* _WORK INSTRUCTION_:
The records that follow are to be reproduced verbatim.

[RECORDS FOR THIS TASK]

PR #723, opened 2026-04-17
Add hide_record_on_high_line_score coordinates option

ChickenSupreme:
My apologies if I didn't format this PR correctly. I am still very unfamiliar with git.

This PR adds a "hide_record_on_high_line_score" option to the coordinates files. I have been manually porting this change along for years on my 64x32 board because I want to display team records and there's just barely enough room with short team names when the line score doesn't contain any double digit entries.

[/RECORDS FOR THIS TASK]

* _EXPECTED ANSWER_:
PR #723, opened 2026-04-17
Add hide_record_on_high_line_score coordinates option

ChickenSupreme:
My apologies if I didn't format this PR correctly. I am still very unfamiliar with git.

This PR adds a "hide_record_on_high_line_score" option to the coordinates files. I have been manually porting this change along for years on my 64x32 board because I want to display team records and there's just barely enough room with short team names when the line score doesn't contain any double digit entries.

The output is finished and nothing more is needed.